188.       Britz was present when the three women first appeared in Wynberg court on 21 September 2015. Wenn and Fortuin applied for legal aid, and Shafieka was represented by Adv Twalo. The three women were detained at Pollsmoor as Britz required time to verify the bail information furnished by the women. The women next appeared on 27 September 2015, when they were each granted bail of R 20 000.00. Britz did not know who paid their bail.

 

189.       Britz held discussions with the advocates in the office of the Department of Public Prosecutions (“DPP”) regarding the possibility of Wenn and Fortuin being used as s 204 witnesses. Following these discussions, Britz contacted Wenn and Fortuin telephonically to arrange an interview at the DPP’s office regarding the possibility of their becoming State witnesses and furnishing statements. A meeting was scheduled for 27 October 2015 with Senior State Advocate Van der Merwe and Deputy Director of Public Prosecutions, Advocate  Viljoen.

 

190.       Britz drove Wenn and Fortuin to the meeting at the DPP’s offices. According to Britz, when she fetched Wenn, she remained in her car and did not enter the house and knock on Wenn’s bedroom door as alleged by Wenn. En route to Cape Town, Britz explained the s 204 process to Wenn and Fortuin.

 

191.       Britz testified that she told Wenn and Fortuin that they had to be totally honest and truthful, including their own part in the crime, and that, if they were permitted to be s 204 witnesses, it would not be Britz or the DPP who would give them indemnity, but it will be up to the court to give them indemnity, “if they gave evidence totally honestly and truthfully and in line with what they had declared in the 204 statement.

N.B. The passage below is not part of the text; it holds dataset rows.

PR #12718, opened 2026-01-28
Update ML Pipeline server address to facilitate TLS-enabled gRPC connection

alyssacgoins:
**Description of your changes:**

This PR updates the TLS config (used only when specifically enabled) on the API server with field `ServerName` in order for the TLS-enabled gRPC connection to successfully serve requests for certs without the `localhost` dns name.  `GetMLPipelineServerConfig()` in `backend/src/v2/config/env.go` is also updated to append `".svc.cluster.local"` to the end of the configured address.

Note that `localhost` is retained on `manifests/kustomize/env/cert-manager/base-tls-certs/kfp-api-cert.yaml`, due to this manifest's use in KFP integration testing.  

Resolves #12720 

**Checklist:**
- [ ] You have [signed off your commits](https://www.kubeflow.org/docs/about/contributing/#sign-off-your-commits)
- [ ] The title for your pull request (PR) should follow our title convention. [Learn more about the pull request title convention used in this repository](https://github.com/kubeflow/pipelines/blob/master/CONTRIBUTING.md#pull-request-title-convention).

PR #12729, opened 2026-01-29
chore(manifests): remove "localhost" from kfp-api-cert

### LINKED ISSUE #12720: chore(manifests): Remove "localhost" from kfp-api-cert
## Chore description
`manifests/kustomize/env/cert-manager/base-tls-certs/kfp-api-cert.yaml` currently contains dnsName `"localhost"`, which is not good practice. This should be removed.

### Labels

---

Love this idea? Give it a 👍.

Sayan4496:
Fixes #12720

Removed "localhost" from kfp-api-cert dnsNames list to avoid insecure/non-standard certificate SAN configuration.


Sayan4496:
It looks like this issue has already been addressed in #12718.
Closing this PR to avoid duplicate work. Thanks!

PR #12749, opened 2026-01-31
feat: Add use_local_pip_config parameter with all 7 security and corr…

### LINKED ISSUE #12731: [feature] Use the user's local pip conf
### Feature Area

/area sdk

/area components

Currently, when making components, users can specify the pip index url:
```
@dsl.component(
    pip_index_urls=["<>"]
)
```
This works, but there are a number of other pip configuration commands that may be in a user's local pip configuration. Specifying that the components should be built by inheriting the user's local pip conf file would allow more custom configurations. 

Specifying the local pip would allow users to have more complex pip configuration and avoid re-specifying the pip configuration for each component.

Specify config manually for each component.

---

Love this idea? Give it a 👍.

Shivam140802:
This PR adds the use_local_pip_config parameter to KFP components. It allows components to automatically inherit safe pip configuration settings from the user's local pip.conf file.

What it does

Reads pip configuration from ~/.config/pip/pip.conf or ~/.pip/pip.ini
Safely filters out credentials and passwords
Extracts only safe options: index-url, extra-index-url, trusted-host, timeout, retries, no-cache-dir, disable-pip-version-check
Explicit parameters always take precedence over local config
-Works with both @dsl.component and @dsl.notebook_component decorators
-CLI component builder correctly handles multiple components
Changes

component_factory.py - Core pip config parsing logic
component_decorator.py - Added use_local_pip_config parameter
notebook_component_decorator.py - Added use_local_pip_config parameter
component.py - CLI builder support
Added 3 new tests (all passing)
Usage

`from kfp import dsl

@dsl.component(use_local_pip_config=True)
def my_component(x: int) -> int:
return x * 2`

Testing

All 54 existing tests pass + 3 new tests added +  resolve previous 7 issues 

Fixes https://github.com/kubeflow/pipelines/issues/12731


zazulam:
@Shivam140802 please run the pre-commit hooks associated with the repo

Shivam140802:
> @Shivam140802 please run the pre-commit hooks associated with the repo

All CI checks are now passing.
Kindly requesting review. Thanks!

zazulam:
@Shivam140802 sorry for the delay, can you please rebase and address the remaining copilot suggestions? Feel free to either tag me or ping me in the cncf slack after.

Shivam140802:
@zazulam looking forward for review

zazulam (changes requested):
## PR Overview

Thanks for working on local pip configuration support. This needs another revision before it is ready for maintainer review.

[0m

Please address the following issues:

- **Shell injection:** Values read from the local pip config are interpolated unquoted into `sh -c` and Dockerfile `RUN` commands. A URL or trusted host containing shell metacharacters can execute arbitrary commands and expose runtime or build secrets. Please avoid shell-string construction where possible, or correctly quote every imported value.
- **Malformed pip commands:** Calling `.strip()` when combining the generated options removes the separator expected by both command templates. This produces tokens such as `--timeout 60'package1'` and `--timeout 60--no-cache-dir`. Please construct arguments with explicit token boundaries and add tests that validate the complete generated commands rather than only checking substrings.
- **Incomplete config discovery:** The hard-coded paths omit standard macOS, Windows, and legacy Unix locations; `~/.pip/pip.ini` is also not the standard legacy Unix filename. Please reuse pip's configuration discovery/loading semantics rather than maintaining a partial path list.
- **Incorrect `no-cache-dir` semantics:** pip treats the presence of any valid configured value, including `false`, as disabling caching for backward compatibility. The current `getboolean()` handling drops false values and therefore does not preserve pip behavior.
- **Config parsing incompatibility:** `ConfigParser` enables interpolation, while valid pip values may contain percent-encoded characters. Use `RawConfigParser` or disable interpolation so accepted pip URLs do not raise `InterpolationSyntaxError`.

The malformed-command and interpolation issues also have unresolved inline review threads. Please address the outstanding review comments and **rebase this PR onto the latest `master`** before requesting another review.

droctothorpe:
Hi @Shivam140802, thank you for your PR! The linked issue (#12731) must be labeled `ready` before your contribution can be reviewed. Please check our [CONTRIBUTING.md](https://github.com/kubeflow/pipelines/blob/master/CONTRIBUTING.md) for details.

PR #12750, opened 2026-01-31
feat(backend): Remediate ADA-KUBEFL-01: Server-Side Request Forgery

JerT33:

## Background

Fixes SSRF vulnerability (ADA-KUBEFL-01) in CreatePipelineV1/V2 APIs where user-provided URLs are fetched without destination validation

```
Recommended remediation
Restrict where the backend will fetch from and validate the final destination:
• Replace arbitrary URLs with file uploads or server-generated pre-signed URLs for controlled object storage.
• If URLs must remain, enforce an allow-list of trusted domains; block private/loopback/link-local/metadata IP ranges
after DNS resolution and on every redirect; restrict schemes/ports (prefer https:// on standard ports); and use tight
timeouts.
```

To avoid disruption of any current users who rely on URLs for pipeline upload functionality, the following remediations have been completed:

- [X] Domain allow-list
- [X] Block private/loopback/link-local/metadata IP ranges
- [X] DNS resolution before request
- [X] Validation on every redirect
- [X] Restrict schemes
- [X] Restrict ports
- [X] Request timeout

### Validate Pipeline URL:
1. Scheme check 
   - https required by default
   - user controlled http allowance
2.  Port check
    - https restricted to port 443
    - http restricted to port 80 
3.  DNS allow-list check
    - validate DNS against a preset list of common DNS 
        - github
        - aws s3
        - google cloud storage
    - user controlled additional allowed DNS
4.  DNS resolution
5. IP check
   - validate against a preset non-configurable blacklist of CIDR ranges
       - private
       - loopback
       - link-local
       - metadata
       - invalid 

### SafePipelineHTTPClient:
- Implement timeouts
   - defaults to 30 seconds
   - user controlled override
- Restrict redirects
   - maximum of 10
   - validate pipeline url on every redirect

### General:
- Prevent XSS attacks by returning generic error messages, but log full error report 

### User-configurable options:

* `PIPELINE_URL_ALLOWED_DOMAINS`: extend the default domain allow-list
* `PIPELINE_URL_ALLOW_HTTP`: allow HTTP URLs (default false)
* `PIPELINE_URL_TIMEOUT`: configure request timeout in seconds (default 30)
* `PIPELINE_URL_VALIDATION_ENABLED`: toggle pipeline url validation - for testing purposes (default true)

### Before:
Screenshot 2026-02-04 at 10 42 49 PM
Screenshot 2026-02-04 at 10 48 56 PM
Screenshot 2026-02-04 at 10 43 58 PM

### After
Screenshot 2026-02-04 at 11 16 55 PM
Screenshot 2026-02-04 at 11 16 47 PM
Screenshot 2026-02-04 at 11 17 10 PM
(no additional URL fetch from latest test)

**Checklist:**

### DIFF
--- a/backend/src/apiserver/server/pipeline_server_test.go
+++ b/backend/src/apiserver/server/pipeline_server_test.go
@@ -41,6 +41,12 @@ import (
 	authorizationv1 "k8s.io/api/authorization/v1"
 )
 
+func TestMain(m *testing.M) {
+	// Disable URL validation for tests (allows mock server URLs)
+	viper.Set(common.PipelineURLValidationEnabled, "false")
+	os.Exit(m.Run())
+}
+
 func createPipelineServerV1(resourceManager *resource.ResourceManager, httpClient *http.Client) *PipelineServerV1 {
 	return &PipelineServerV1{
 		BasePipelineServer: &BasePipelineServer{
@@ -1234,4 +1240,94 @@ func TestCanAccessPipeline_SharedPipeline_ReadAllowed_EvenWhenUnauthorized(t *te
 	// LIST on shared pipeline should still be allowed even for unauthorized user
 	err = pipelineServer.canAccessPipeline(ctx, "", &authorizationv1.ResourceAttributes{Verb: common.RbacResourceVerbList})
 	assert.Nil(t, err)
+}
+
+func TestCreatePipelineV1_URLValidation_BlocksDisallowedDomain(t *testing.T) {
+	// Enable URL validation for this test (overrides TestMain's global disable)
+	viper.Set(common.PipelineURLValidationEnabled, "true")
+	defer viper.Set(common.PipelineURLValidationEnabled, "false")
+
+	clientManager := resource.NewFakeClientManagerOrFatal(util.NewFakeTimeForEpoch())
+	resourceManager := resource.NewResourceManager(clientManager, &resource.ResourceManagerOptions{CollectMetrics: false})
+
+	pipelineServer := createPipelineServerV1(resourceManager, http.DefaultClient)
+	_, err := pipelineServer.CreatePipelineV1(
+		context.Background(), &api.CreatePipelineRequest{
+			Pipeline: &api.Pipeline{
+				Url:  &api.Url{PipelineUrl: "https://evil.com/malicious.yaml"},
+				Name: "test-blocked-domain",
+			},
+		},
+	)
+	assert.NotNil(t, err)
+	assert.Contains(t, err.Error(), "Pipeline URL validation failed")
+}
+
+func TestCreatePipelineV1_URLValidation_BlocksHTTPByDefault(t *testing.T) {
+	viper.Set(common.PipelineURLValidationEnabled, "true")
+	defer viper.Set(common.PipelineURLValidationEnabled, "false")
+
+	clientManager := resource.NewFakeClientManagerOrFatal(util.NewFakeTimeForEpoch())
+	resourceManager := resource.NewResourceManager(clientManager, &resource.ResourceManagerOptions{CollectMetrics: false})
+
+	pipelineServer := createPipelineServerV1(resourceManager, http.DefaultClient)
+	_, err := pipelineServer.CreatePipelineV1(
+		context.Background(), &api.CreatePipelineRequest{
+			Pipeline: &api.Pipeline{
+				Url:  &api.Url{PipelineUrl: "http://storage.googleapis.com/bucket/file.yaml"},
+				Name: "test-http-blocked",
+			},
+		},
+	)
+	assert.NotNil(t, err)
+	assert.Contains(t, err.Error(), "Pipeline URL validation failed")
+}
+
+func TestCreatePipelineV1_URLValidation_BlocksFileScheme(t *testing.T) {
+	viper.Set(common.PipelineURLValidationEnabled, "true")
+	defer viper.Set(common.PipelineURLValidationEnabled, "false")
+
+	clientManager := resource.NewFakeClientManagerOrFatal(util.NewFakeTimeForEpoch())
+	resourceManager := resource.NewResourceManager(clientManager, &resource.ResourceManagerOptions{CollectMetrics: false})
+
+	pipelineServer := createPipelineServerV1(resourceManager, http.DefaultClient)
+	_, err := pipelineServer.CreatePipelineV1(
+		context.Background(), &api.CreatePipelineRequest{
+			Pipeline: &api.Pipeline{
+				Url:  &api.Url{PipelineUrl: "file:///etc/passwd"},
+				Name: "test-file-blocked",
+			},
+		},
+	)
+	assert.NotNil(t, err)
+	assert.Contains(t, err.Error(), "Pipeline URL validation failed")
+}
+
+type errorRoundTripper struct {
+	err error
+}
+
+func (rt errorRoundTripper) RoundTrip(*http.Request) (*http.Response, error) {
+	return nil, rt.err
+}
+
+func TestCreatePipelineV1_URLValidation_MapsTransportValidationErrorToInvalidInput(t *testing.T) {
+	viper.Set(common.PipelineURLValidationEnabled, "false")
+
+	clientManager := resource.NewFakeClientManagerOrFatal(util.NewFakeTimeForEpoch())
+	resourceManager := resource.NewResourceManager(clientManager, &resource.ResourceManagerOptions{CollectMetrics: false})
+
+	pipelineServer := createPipelineServerV1(resourceManager, &http.Client{
+		Transport: errorRoundTripper{err: util.NewInvalidInputError("connection to blocked IP range denied")},
+	})
+	_, err := pipelineServer.CreatePipelineV1(
+		context.Background(), &api.CreatePipelineRequest{
+			Pipeline: &api.Pipeline{
+				Url:  &api.Url{PipelineUrl: "https://storage.googleapis.com/bucket/file.yaml"},
+				Name: "test-transport-validation-error",
+			},
+		},
+	)
+	assert.NotNil(t, err)
+	assert.Equal(t, codes.InvalidArgument, err.(*util.UserError).ExternalStatusCode())
 }
--- a/backend/src/apiserver/validation/pipeline_url.go
+++ b/backend/src/apiserver/validation/pipeline_url.go
@@ -1,0 +1,255 @@
+// Copyright 2025 The Kubeflow Authors
+//
+// Licensed under the Apache License, Version 2.0 (the "License");
+// you may not use this file except in compliance with the License.
+// You may obtain a copy of the License at
+//
+// https://www.apache.org/licenses/LICENSE-2.0
+//
+// Unless required by applicable law or agreed to in writing, software
+// distributed under the License is distributed on an "AS IS" BASIS,
+// WITHOUT WARRANTIES OR CONDITIONS OF ANY KIND, either express or implied.
+// See the License for the specific language governing permissions and
+// limitations under the License.
+
+package validation
+
+import (
+	"context"
+	"fmt"
+	"net"
+	"net/http"
+	"net/url"
+	"regexp"
+	"strings"
+	"sync"
+	"time"
+
+	"github.com/golang/glog"
+	"github.com/kubeflow/pipelines/backend/src/apiserver/common"
+	"github.com/kubeflow/pipelines/backend/src/common/util"
+)
+
+// Default allowed domains for pipeline URLs
+var defaultAllowedDomains = []string{
+	"storage.googleapis.com",
+	"s3.amazonaws.com",
+	"github.com",
+	"raw.githubusercontent.com",
+}
+
+// Blocked CIDRs - private/loopback/link-local/metadata
+var blockedCIDRs = []string{
+	// Loopback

And only then, at the end of the trial, would the judge either give them indemnity of not.”

 

192.       Britz testified that she had already informed Wenn and Fortuin at the time when she took their warning statements of the gravity of the charges facing them, and that they would likely be sentenced to lengthy terms of imprisonment if found guilty.

 

193.       Britz and the State Advocates saw the two women separately. At the start of each interview, Adv Van der Merwe explained the s 204 process to the women, after which a question and answer session followed. Britz made notes on her laptop during the interview.

 

194.       When asked about what arrangements were made for legal representation for Wenn during the meeting with the DPP, Britz testified that Legal Aid was on record as Wenn’s lawyer, but that she did not want him present. She stated that was well aware, and had agreed that Britz and the DPP could proceed to take a s 204 statement.[41]

 

195.       At the DPP’s office a consultation was held with the two women, and the body of their respective statements were formulated. Britz did not finalise their statements there and then, as she did not have printing facilities at the offices of the DPP. After the interview at the DPP’s office, Britz took the two women to her office at Lentegeur Police Station, where she formatted the statements, dotted the i’s and crossed the t’s. The statements were then read back to Wenn and Fortuin, and they signed their s 204 statements. The statements were signed at Lentegeur.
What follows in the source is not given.